*** DATA EXTRACTS ***

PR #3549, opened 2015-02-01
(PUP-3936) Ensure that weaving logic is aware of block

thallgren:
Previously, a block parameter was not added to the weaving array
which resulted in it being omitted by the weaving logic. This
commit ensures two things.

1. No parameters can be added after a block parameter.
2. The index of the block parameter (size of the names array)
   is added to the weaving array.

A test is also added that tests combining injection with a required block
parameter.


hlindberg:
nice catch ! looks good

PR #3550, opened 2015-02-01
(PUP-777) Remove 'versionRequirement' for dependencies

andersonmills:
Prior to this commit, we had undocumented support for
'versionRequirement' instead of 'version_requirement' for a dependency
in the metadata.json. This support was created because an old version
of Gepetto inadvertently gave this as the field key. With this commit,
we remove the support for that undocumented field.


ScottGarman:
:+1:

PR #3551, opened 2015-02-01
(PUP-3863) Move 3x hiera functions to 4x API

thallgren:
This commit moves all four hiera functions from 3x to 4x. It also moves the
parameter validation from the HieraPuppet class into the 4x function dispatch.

*** End of DATA EXTRACTS ***
*** DATA EXTRACTS ***

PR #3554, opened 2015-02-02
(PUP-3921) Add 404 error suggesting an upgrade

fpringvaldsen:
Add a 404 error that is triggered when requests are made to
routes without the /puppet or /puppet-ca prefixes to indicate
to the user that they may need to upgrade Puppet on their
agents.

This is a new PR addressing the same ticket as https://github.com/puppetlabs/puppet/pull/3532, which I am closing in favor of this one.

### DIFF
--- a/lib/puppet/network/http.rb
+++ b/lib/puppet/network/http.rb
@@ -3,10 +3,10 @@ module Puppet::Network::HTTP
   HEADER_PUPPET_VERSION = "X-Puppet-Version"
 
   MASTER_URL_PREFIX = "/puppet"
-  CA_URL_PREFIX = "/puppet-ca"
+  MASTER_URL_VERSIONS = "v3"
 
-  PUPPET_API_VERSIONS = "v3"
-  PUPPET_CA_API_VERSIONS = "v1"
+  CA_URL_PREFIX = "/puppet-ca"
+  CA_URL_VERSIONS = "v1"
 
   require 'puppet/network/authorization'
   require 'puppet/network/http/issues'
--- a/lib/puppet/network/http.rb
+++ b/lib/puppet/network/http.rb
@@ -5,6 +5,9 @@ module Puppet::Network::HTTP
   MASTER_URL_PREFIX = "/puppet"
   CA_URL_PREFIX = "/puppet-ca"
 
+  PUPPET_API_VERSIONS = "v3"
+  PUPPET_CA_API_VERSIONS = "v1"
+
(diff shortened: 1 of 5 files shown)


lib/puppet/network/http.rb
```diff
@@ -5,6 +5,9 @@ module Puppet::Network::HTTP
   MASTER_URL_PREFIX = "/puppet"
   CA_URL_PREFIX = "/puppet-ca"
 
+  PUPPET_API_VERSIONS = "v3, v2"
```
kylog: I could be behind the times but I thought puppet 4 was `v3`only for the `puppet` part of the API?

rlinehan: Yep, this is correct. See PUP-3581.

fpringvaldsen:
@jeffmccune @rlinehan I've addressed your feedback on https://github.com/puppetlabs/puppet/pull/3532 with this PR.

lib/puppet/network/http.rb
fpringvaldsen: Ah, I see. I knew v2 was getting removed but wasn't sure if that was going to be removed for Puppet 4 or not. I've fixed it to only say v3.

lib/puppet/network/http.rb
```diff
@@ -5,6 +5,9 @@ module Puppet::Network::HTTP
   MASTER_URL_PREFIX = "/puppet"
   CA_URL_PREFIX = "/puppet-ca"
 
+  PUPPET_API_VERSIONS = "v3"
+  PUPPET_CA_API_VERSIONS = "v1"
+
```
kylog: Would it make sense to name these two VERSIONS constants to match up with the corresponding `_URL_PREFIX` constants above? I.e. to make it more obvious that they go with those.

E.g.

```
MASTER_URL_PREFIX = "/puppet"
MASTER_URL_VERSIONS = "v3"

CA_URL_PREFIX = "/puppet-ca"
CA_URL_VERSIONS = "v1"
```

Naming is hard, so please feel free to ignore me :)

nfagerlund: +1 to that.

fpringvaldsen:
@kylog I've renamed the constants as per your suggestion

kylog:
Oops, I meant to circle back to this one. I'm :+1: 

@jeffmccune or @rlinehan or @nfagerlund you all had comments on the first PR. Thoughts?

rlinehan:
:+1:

*** End of DATA EXTRACTS ***

◆ ASSIGNMENT
Out of the material above, output word for word the line with "PR #3549, opened 2015-02-01", the line with "parameter validation from", and all lines between them, with nothing else.

◆ RESPONSE BOX
PR #3549, opened 2015-02-01
(PUP-3936) Ensure that weaving logic is aware of block

thallgren:
Previously, a block parameter was not added to the weaving array
which resulted in it being omitted by the weaving logic. This
commit ensures two things.

1. No parameters can be added after a block parameter.
2. The index of the block parameter (size of the names array)
   is added to the weaving array.

A test is also added that tests combining injection with a required block
parameter.


hlindberg:
nice catch ! looks good

PR #3550, opened 2015-02-01
(PUP-777) Remove 'versionRequirement' for dependencies

andersonmills:
Prior to this commit, we had undocumented support for
'versionRequirement' instead of 'version_requirement' for a dependency
in the metadata.json. This support was created because an old version
of Gepetto inadvertently gave this as the field key. With this commit,
we remove the support for that undocumented field.


ScottGarman:
:+1:

PR #3551, opened 2015-02-01
(PUP-3863) Move 3x hiera functions to 4x API

thallgren:
This commit moves all four hiera functions from 3x to 4x. It also moves the
parameter validation from the HieraPuppet class into the 4x function dispatch.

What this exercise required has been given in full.